● **EXERCISE**
Filter these entries down to lines holding "false".

* * *

PR #670, opened 2015-04-21
Skip running StyleCop rules on generated files and elements

### LINKED ISSUE #555: Analyzers will report in auto generated files
As far as I know the only way to exclude them is to use something like [this](https://github.com/code-cracker/code-cracker/blob/08c1a01337964924eeed12be8b14c8ce8ec6b626/src/Common/CodeCracker.Common/Extensions/GeneratedCodeAnalysisExtensions.cs).

AArnott:
Fixes #555


AArnott:
Obviously this needs to be applied to *all* rules and not just SA1600. I didn't want to go too far before getting feedback as this is my first contribution. Please let me know what you think, including:

1. Should I replace *all* uses of `RegisterSyntaxNodeAction` with `RegisterSyntaxNodeActionHonorExclusions`? 
1. How do you like the name of the `RegisterSyntaxNodeActionHonorExclusions` method?
1. Do I need to add tests for this to every single analyzer or is it enough that it's tested once in the context of one of them?

sharwell:
I'm primarily concerned about the performance implications of this. In the proposed implementation, the check would be run once for each item analyzed, as opposed to once per file. When you consider all the other analyzers we have here, we could be talking about multiple calls to check for exclusions for *every token* in the input, including trivia tokens.

AArnott:
Good point. But how else can we skip an entire file? At the time the analyzer registers itself, we don't have a file context to check.

sharwell:
No idea. Best guess right now is it might be possible to use `RegisterSyntaxTreeAction` to get a callback that runs before the `RegisterSyntaxNodeAction` callbacks (I don't know when, if ever, this order is guaranteed to be correct for this use case), and "attach" a flag to the tree (e.g. using `ConditionalWeakTable`) that later `SyntaxNode` handlers look for.

If it worked, this would allow the result to be shared across all analyzers in the solution. If it worked.

sharwell:
Oh hey, it would certainly work if we treat the `ConditionalWeakTable` as an opportunistic cache, i.e. simply recompute the value any time it's absent and we need it. The check and conditional update could be inside the action you register with `RegisterSyntaxNodeActionHonorExclusions`.

AArnott:
Cool. I'll try that out and see if I can test its effectiveness as well.

AArnott:
What does the 'do not merge' label mean? Is that a bad thing?

sharwell:
No, it just means issues were identified during the last code review (it saves me time when looking through the list of outstanding PRs).

StyleCop.Analyzers/StyleCop.Analyzers/SpacingRules/SA1000KeywordsMustBeSpacedCorrectly.cs
```diff
@@ -60,7 +60,7 @@ public override void Initialize(AnalysisContext context)
             context.RegisterSyntaxTreeAction(this.HandleSyntaxTree);
 
             // handle nameof (which appears as an invocation expression??)
-            context.RegisterSyntaxNodeAction(this.HandleInvocationExpressionSyntax, SyntaxKind.InvocationExpression);
+            context.RegisterSyntaxNodeActionHonorExclusions(this.HandleInvocationExpressionSyntax, SyntaxKind.InvocationExpression);
```
sharwell: :exclamation: We're also going to need to handle `RegisterSyntaxTreeAction` above.

StyleCop.Analyzers/StyleCop.Analyzers/GeneratedCodeAnalysisExtensions.cs
```diff
@@ -0,0 +1,108 @@
...
+            return false;
+        }
+
+        internal static bool IsGenerated(this SyntaxNode node) => node.HasAttributeOnAncestorOrSelf("DebuggerNonUserCode", "GeneratedCode");
+
+        internal static bool IsGenerated(this SyntaxTree tree, CancellationToken cancellationToken) => (tree.FilePath?.IsOnGeneratedFile() ?? false) || tree.HasAutoGeneratedComment(cancellationToken);
+
+        internal static bool HasAutoGeneratedComment(this SyntaxTree tree, CancellationToken cancellationToken)
+        {
+            lock (GeneratedHeaderPresentCheck)
```
sharwell: This entire block can be shortened to the following (no `lock` required, and note that `box` is used again in a comment below).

* * *

● **PROBLEM SOLUTION**
+            return false;
+        internal static bool IsGenerated(this SyntaxTree tree, CancellationToken cancellationToken) => (tree.FilePath?.IsOnGeneratedFile() ?? false) || tree.HasAutoGeneratedComment(cancellationToken);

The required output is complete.